Ich habe seit heute den Effekt, das ich eben seit heute meine WoW-Accounts angezeigt bekomme, mich aber nicht mit BLASC an eurem Server anmelden kann. Da ich ja hier ins Forum komme und auch auf mybuffed mein Profil erreiche, sollte der Fehler doch irgendwo bei BLASC liegen oder?


----------



## ZAM (14. Oktober 2013)

Hallo,

das Problem kann ich leider nicht reproduzieren. Die Anmeldung funktioniert (Win7, WinXP).

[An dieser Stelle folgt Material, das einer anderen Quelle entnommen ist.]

PR #4012, opened 2026-03-09
feat: Allow storing snakemake metadata in files or databases

### LINKED ISSUE #2969: Database instead of file-based logging and book keeping? Performance issues on HPC with many Snakemake users and millions of meta files

tedil:
This PR allows choosing whether metadata stored in .snakemake/metadata is stored as files or in a database.
To this end, we expose `--persistence-backend [file|db]` and `--persistence-backend-db-url URL]` cli options to choose between the two. 
There is NO conversion (between files and db backend) logic implemented.
There is also NO db schema migration logic implemented, yet (will leave that as future work ;)).

Resolves #2969 (well, at least I hope so)

## Summary by CodeRabbit

* **New Features**
  * CLI options to select persistence backend (file or db) and to supply a DB URL.

* **Refactor**
  * Persistence redesigned into a pluggable, version-aware backend system with file- and SQLite-backed implementations, migration, locking, backup and cache support; workflow now selects backend dynamically.

* **Tests**
  * Tests updated and parameterized to exercise both persistence backends.

### DIFF
--- a/tests/test_persistence_backend_db_run_directive_concurrency/Snakefile
+++ b/tests/test_persistence_backend_db_run_directive_concurrency/Snakefile
@@ -1,0 +1,17 @@
+import time
+import random
+
+
+rule all:
+    input:
+        expand("out/{i}.txt", i=range(100)),
+
+
+rule foo:
+    output:
+        "out/{i}.txt",
+    run:
+        # just to get some random arrivals
+        time.sleep(random.uniform(0.01, 0.25))
+        with open(output[0], "w") as f:
+            f.write("done")
--- a/tests/tests.py
+++ b/tests/tests.py
@@ -396,6 +396,43 @@ def test_params_outdated_metadata(mocker, tmp_path, backend, PersistenceClass):
     assert spy.spy_return == True
 
 
+def test_persistence_backend_db_run_directive_concurrency(tmp_path):
+    workdir = tmp_path / "workdir"
+    shutil.copytree(
+        dpath("test_persistence_backend_db_run_directive_concurrency"), workdir
+    )
+
+    # generate expected output dynamically
+    expected_out_dir = workdir / "expected-results" / "out"
+    expected_out_dir.mkdir(parents=True)
+    for i in range(100):
+        (expected_out_dir / f"{i}.txt").write_text("done")
+
+    db_file = tmp_path / "metadata.db"
+    db_url = f"sqlite:///{db_file}"
+
+    run(
+        path=workdir,
+        tmpdir=workdir,
+        cleanup=False,
+        cores=20,  # not sure this will work in CI, probably gets downscaled?
+        persistence_backend=PersistenceBackend.DB,
+        persistence_backend_db_url=db_url,
+        no_tmpdir=True,
+    )
+
+    from sqlmodel import Session, select, create_engine
+    from snakemake.persistence.db import MetadataRecordORM
+
+    engine = create_engine(db_url)
+    with Session(engine) as session:
+        stmt = select(MetadataRecordORM)
+        records = session.scalars(stmt).all()
+        assert (
+            len(records) == 100
+        ), f"Expected 100 DB records, but found {len(records)}!"
+
+
 def test_same_wildcard():
     run(dpath("test_same_wildcard"))
 


src/snakemake/persistence_interface.py
```diff
@@ -0,0 +1,495 @@
...
+    def cleanup_backup(self, path: Path) -> None:
+        backup_path = self._get_backup_path(path)
+        if backup_path.exists():
+            if backup_path.is_dir():
+                shutil.rmtree(backup_path)
+            else:
+                backup_path.unlink()
+
+
+class AbstractPersistence(
```
cademirch: Would composition be possible here? 

Something like:
```python
class AbstractPersistence(PersistenceExecutorInterface):
    def __init__(
        self,
        env_maintenance: EnvironmentMaintenance,
        file_backup: FileBackup,
        dag: Any,
    ):
        self.env = env_maintenance
        self.backup = file_backup
        self.dag = dag
```

tedil: Hm, could be possible. I too am not a big fan of multiple inheritance, but seemed reasonable (read "less work") here ;) Will have to think about how to properly do this using composition

tedil: I think using composition here would make the potential plugin implementation a bit more unwieldy here, unless we always set the env and backup management stuff by default, but then we'd have to have corresponding delegate methods for all of their functionality in the interface, which kind of defeats the purpose. Or perhaps there _is_ a nice way to do this, but I think for now multiple inheritance is fine here.

tedil:
I wonder if we could abstract this even further, given that the methods usually do almost exactly the same, but the db backend just queries the db first and converts to/from representations…

tedil:
> I wonder if we could abstract this even further, given that the methods usually do almost exactly the same, but the db backend just queries the db first and converts to/from representations…

Yup, so the "backends" basically just do their specific record reading/writing now, so mostly io related stuff; everything else is handled in the base class.

Also added some autogenerated docstrings for some of the abstract methods to make it a bit clearer on how to implement them.

tedil:
Ah, and right now, I just enabled the db backend by default to see if the CI succeeds with that or not.
(there's no option yet to toggle that from the cli/config; technically, may not be needed if we make it a plugin, not sure about that, needs more discussion)

src/snakemake/persistence/db.py
```diff
@@ -0,0 +1,197 @@
...
+    record_format_version: Mapped[int] = mapped_column(Integer, default=0)
+    conda_env: Mapped[Optional[str]] = mapped_column(String, nullable=True)
+    container_img_url: Mapped[Optional[str]] = mapped_column(String, nullable=True)
+    software_stack_hash: Mapped[Optional[str]] = mapped_column(String, nullable=True)
+    input: Mapped[Optional[List[str]]] = mapped_column(JSON, nullable=True)
+    log: Mapped[Optional[List[str]]] = mapped_column(JSON, nullable=True)
+    params: Mapped[Optional[List[Any]]] = mapped_column(JSON, nullable=True)
+    input_checksums: Mapped[Optional[Dict[str, Any]]] = mapped_column(
+        JSON, default=dict
+    )
```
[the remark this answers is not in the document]
tedil: But `workdir` changes the directory the .snakemake folder and its children are placed in, including .snakemake/metadata(.db).

src/snakemake/persistence/file.py
```diff
@@ -0,0 +1,261 @@
...
+                return
+
+    def _delete_locks(self) -> None:
+        for lockfile in self._lockfile.values():
+            try:
+                os.remove(lockfile)
+            except OSError as e:
+                if e.errno != 2:
+                    raise e
+        self._lockfile.clear()
```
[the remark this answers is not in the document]
tedil: `_write_locks` is invoked only exactly once each for "input" and "output" (in `lock`), so unlikely for that to happen

tedil:
> One immediate request without yet having checked the code: we should include here a test case that ensures that when running with a remote executor (or when having a spawned local job with a run directive), only the main process writes to persistence. Otherwise, we risk unnecessary race conditions. I think such additional non main process writes are completely unnecessary, but it could be that they still happen (as a bug). So ensuring this via a test seems like a good idea.
> 
> Below is a list of tests that simulate remote execution (for inspiration or reuse):
> 
> ```
> tests/test_checkpoint_allowed_rules/qsub   tests/test_groups_out_of_jobs/qsub  tests/test_issue930/qsub                     tests/test_singularity/qsub
> tests/test_default_storage_local_job/qsub  tests/test_group_temp/qsub          tests/test_multicomp_group_jobs/qsub         tests/test_spaces_in_fnames/qsub
> tests/test_groupid_expand_cluster/qsub     tests/test_group_with_pipe/qsub     tests/test_nodelocal/qsub                    tests/test_storage_cleanup_local/qsub
> tests/test_group_job_fail/qsub             tests/test_issue1037/qsub           tests/test_resource_quoting/qsub             tests/test_storage_localrule/qsub
> tests/test_group_jobs_attempts/qsub        tests/test_issue850/qsub            tests/test_restartable_job_cmd_exit_1/qsub   tests/test_wrapper/qsub
> tests/test_group_jobs/qsub                 tests/test_issue860/qsub            tests/test_restartable_job_qsub_exit_1/qsub
> tests/test_group_jobs_resources/qsub       tests/test_issue912/qsub            tests/test_shadow_prefix/qsub
> ```

Yes, agreed.

I have gone ahead and addressed the comments by the rabbit, which seemed reasonable, should now be ready to review ;)

tedil:
> One immediate request without yet having checked the code: we should include here a test case that ensures that when running with a remote executor (or when having a spawned local job with a run directive), only the main process writes to persistence.

I tried running two of the suggested tests (and just looked at os.getpid and threading.get_ident at the time when _write_record is called) and they all report the same pid and tid, so not sure that's helpful? Or I didn't run them correctly…

A quick test to just spawn a couple hundred workers with 1000 jobs each seems to be unproblematic though, sqlite doesn't run into any issues with that, though may not be the case on network filesystems, which we cannot reasonably test.

src/snakemake/persistence/db.py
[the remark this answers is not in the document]
tedil: you're right, in case users are using a central database, we'd have to be able to differentiate them somehow; if they have their own db user, that would already help, but then again they may have multiple workflows (potentially the same on multiple times, or just in different workdirs). so perhaps having some more discriminant, probably the workdir, would indeed make sense!

tedil:
additionally included a `namespace` (which is just the absolute path of the `.snakemake` dir) so if anyone ever uses a central DB to store the metadata, they don't run into issues if any of their workflows produce the same output file(-name)s.

src/snakemake/settings/types.py
```diff
@@ -135,6 +135,8 @@ class WorkflowSettings(SettingsBase):
         default_factory=dict
     )
     runtime_source_cache_path: Optional[Path] = None
+    persistence_backend: str = "file"
```
johanneskoester: Can you put an enum for this in settings/enums.py?

src/snakemake/cli.py
```diff
@@ -1571,6 +1571,21 @@ def get_argument_parser(profiles=None):
         action="store_true",
         help="Write extended benchmarking metrics.",
     )
+    group_behavior.add_argument(
+        "--persistence-backend",
+        choices=["file", "db"],
```
johanneskoester: The enum can deliver the choices here.

src/snakemake/persistence/db.py
```diff
@@ -0,0 +1,259 @@
...
+
+from snakemake.persistence import MetadataRecord, PersistenceBase
+import snakemake.exceptions
+
+
+class Base(DeclarativeBase):
+    pass
+
+
+class MetadataRecordORM(Base):
```
johanneskoester: This is quite redundant? Why not let `persistence.MetadataRecord` inherit from SQLModel instead?

tedil: (initially because I wanted to keep number of additional dependencies low)
now using sqlmodel ;)

src/snakemake/settings/types.py
tedil: Done, good idea

cademirch:
> > One immediate request without yet having checked the code: we should include here a test case that ensures that when running with a remote executor (or when having a spawned local job with a run directive), only the main process writes to persistence.
> 
> I tried running two of the suggested tests (and just looked at os.getpid and threading.get_ident at the time when _write_record is called) and they all report the same pid and tid, so not sure that's helpful? Or I didn't run them correctly…
> 
> A quick test to just spawn a couple hundred workers with 1000 jobs each seems to be unproblematic though, sqlite doesn't run into any issues with that, though may not be the case on network filesystems, which we cannot reasonably test.

To add, in my old testing I ran into issues with subprocesses writing to persistence. It shouldn't occur now, but any workflow with `run` directive will use subprocesses so worth running those tests as well

tedil:
I'll be adding one more test, sorry ^^

tedil:
@cademirch added a test that uses `run:`, not sure it works well in CI (cores=20 will probably get scaled down, right?), but at least covers potential issues a tiny little bit.
@johanneskoester please review most recent changes (which also fixed a nasty "whoops" where I forgot to update the cli default to use the enum… ^^)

Die entsprechenden Schnittstelle ist ebenfalls erreichbar.
Setze in den BLASC3-Einstellungen bitte mal das Häkchen bei "Automatische Anmeldung wenn BLASC startet". Neben dem Benutzernamen kannst du alternativ auch die E-Mail-Adresse als Login-Namen verwenden.

Gruß


----------



## Balindir (14. Oktober 2013)

Hmmmm, manueller Login schlägt fehl, aber autologin beim Start vom Blasc funktioniert. Ich glaub das muss ich nicht verstehn.Aber trotzdem danke für den Tip.


----------